◆ What you have to do:
Nothing but the lines from the one with "Issue #3293, opened 2024-09-01" down to the one with "( 8758): [ERROR:flutter/runtime/dart_vm_initializer.cc(41)]" should be returned, exactly and with both ends included, from the material below.

═══ Exercise materials ═══

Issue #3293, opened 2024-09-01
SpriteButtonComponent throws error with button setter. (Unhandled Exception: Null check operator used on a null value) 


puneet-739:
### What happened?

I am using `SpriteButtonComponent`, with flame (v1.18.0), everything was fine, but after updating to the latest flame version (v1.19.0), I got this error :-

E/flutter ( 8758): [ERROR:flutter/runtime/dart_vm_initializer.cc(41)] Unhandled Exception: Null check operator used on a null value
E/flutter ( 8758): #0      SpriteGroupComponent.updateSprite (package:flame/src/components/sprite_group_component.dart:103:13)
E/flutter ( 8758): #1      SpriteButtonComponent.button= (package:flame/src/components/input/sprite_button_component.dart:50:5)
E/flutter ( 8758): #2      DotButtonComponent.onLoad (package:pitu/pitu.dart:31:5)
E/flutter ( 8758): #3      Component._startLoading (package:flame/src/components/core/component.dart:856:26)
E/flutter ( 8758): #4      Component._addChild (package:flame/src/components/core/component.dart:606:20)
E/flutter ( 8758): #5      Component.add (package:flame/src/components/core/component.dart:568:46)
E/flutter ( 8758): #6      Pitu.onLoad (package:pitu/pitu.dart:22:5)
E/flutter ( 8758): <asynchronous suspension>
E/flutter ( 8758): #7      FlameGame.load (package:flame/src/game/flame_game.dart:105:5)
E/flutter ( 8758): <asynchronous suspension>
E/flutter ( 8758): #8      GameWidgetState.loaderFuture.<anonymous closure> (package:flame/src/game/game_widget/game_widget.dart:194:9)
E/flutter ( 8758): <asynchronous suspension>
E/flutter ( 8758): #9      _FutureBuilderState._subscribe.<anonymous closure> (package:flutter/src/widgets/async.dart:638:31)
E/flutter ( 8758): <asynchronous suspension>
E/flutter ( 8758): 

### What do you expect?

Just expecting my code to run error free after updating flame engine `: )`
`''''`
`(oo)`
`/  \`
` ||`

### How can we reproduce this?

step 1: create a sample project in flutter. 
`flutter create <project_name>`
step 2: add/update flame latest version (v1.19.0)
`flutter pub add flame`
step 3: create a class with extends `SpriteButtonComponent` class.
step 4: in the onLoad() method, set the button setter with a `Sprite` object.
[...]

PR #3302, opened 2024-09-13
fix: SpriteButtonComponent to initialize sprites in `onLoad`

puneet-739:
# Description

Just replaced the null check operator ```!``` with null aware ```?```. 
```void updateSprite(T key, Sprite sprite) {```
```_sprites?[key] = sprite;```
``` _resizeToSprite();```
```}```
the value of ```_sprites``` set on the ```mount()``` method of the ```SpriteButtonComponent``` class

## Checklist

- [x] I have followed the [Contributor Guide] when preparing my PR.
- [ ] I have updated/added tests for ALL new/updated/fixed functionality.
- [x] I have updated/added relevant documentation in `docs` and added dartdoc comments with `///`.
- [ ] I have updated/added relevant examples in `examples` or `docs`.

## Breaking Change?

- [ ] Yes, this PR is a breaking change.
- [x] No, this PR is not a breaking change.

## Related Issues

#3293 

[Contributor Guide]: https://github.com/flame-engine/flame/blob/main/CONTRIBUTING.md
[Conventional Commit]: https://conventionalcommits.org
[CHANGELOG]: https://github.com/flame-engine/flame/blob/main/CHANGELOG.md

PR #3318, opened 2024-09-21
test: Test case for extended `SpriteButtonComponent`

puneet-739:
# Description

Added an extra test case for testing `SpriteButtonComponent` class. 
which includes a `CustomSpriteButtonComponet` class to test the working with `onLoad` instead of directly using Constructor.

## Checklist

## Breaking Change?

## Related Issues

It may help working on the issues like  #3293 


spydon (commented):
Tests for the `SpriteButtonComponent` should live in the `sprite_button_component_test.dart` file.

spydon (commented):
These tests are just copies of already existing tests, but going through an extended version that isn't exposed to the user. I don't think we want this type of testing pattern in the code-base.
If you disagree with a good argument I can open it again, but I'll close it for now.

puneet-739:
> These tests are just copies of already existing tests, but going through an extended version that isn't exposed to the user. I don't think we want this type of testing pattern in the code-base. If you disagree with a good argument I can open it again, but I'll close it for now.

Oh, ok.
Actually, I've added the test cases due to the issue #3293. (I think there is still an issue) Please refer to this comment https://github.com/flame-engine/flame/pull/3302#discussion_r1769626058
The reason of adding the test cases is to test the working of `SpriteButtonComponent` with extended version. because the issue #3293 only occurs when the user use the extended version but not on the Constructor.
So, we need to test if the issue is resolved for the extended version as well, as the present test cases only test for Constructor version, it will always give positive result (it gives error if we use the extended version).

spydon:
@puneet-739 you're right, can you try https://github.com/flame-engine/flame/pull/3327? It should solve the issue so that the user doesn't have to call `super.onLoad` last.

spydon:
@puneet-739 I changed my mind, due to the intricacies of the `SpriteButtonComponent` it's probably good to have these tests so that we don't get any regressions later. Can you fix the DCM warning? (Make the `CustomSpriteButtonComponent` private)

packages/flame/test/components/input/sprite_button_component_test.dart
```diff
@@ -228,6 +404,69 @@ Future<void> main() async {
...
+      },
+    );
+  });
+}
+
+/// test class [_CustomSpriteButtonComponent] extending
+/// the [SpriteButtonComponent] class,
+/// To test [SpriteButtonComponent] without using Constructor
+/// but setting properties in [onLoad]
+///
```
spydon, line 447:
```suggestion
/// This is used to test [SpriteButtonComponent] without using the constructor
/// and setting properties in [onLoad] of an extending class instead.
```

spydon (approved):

═══
═══ Exercise materials ═══

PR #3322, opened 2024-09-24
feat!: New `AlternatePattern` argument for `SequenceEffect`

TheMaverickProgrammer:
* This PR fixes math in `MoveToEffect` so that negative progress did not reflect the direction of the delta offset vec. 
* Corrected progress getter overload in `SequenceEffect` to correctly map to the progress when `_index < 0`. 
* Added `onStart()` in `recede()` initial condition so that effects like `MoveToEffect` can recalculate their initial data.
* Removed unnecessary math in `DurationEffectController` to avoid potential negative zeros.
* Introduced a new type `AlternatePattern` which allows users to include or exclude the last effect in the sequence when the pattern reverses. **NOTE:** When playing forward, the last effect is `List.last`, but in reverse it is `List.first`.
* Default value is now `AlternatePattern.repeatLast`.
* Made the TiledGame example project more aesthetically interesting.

═══

◆ Exercise output:
Issue #3293, opened 2024-09-01
SpriteButtonComponent throws error with button setter. (Unhandled Exception: Null check operator used on a null value) 


puneet-739:
### What happened?

I am using `SpriteButtonComponent`, with flame (v1.18.0), everything was fine, but after updating to the latest flame version (v1.19.0), I got this error :-

E/flutter ( 8758): [ERROR:flutter/runtime/dart_vm_initializer.cc(41)] Unhandled Exception: Null check operator used on a null value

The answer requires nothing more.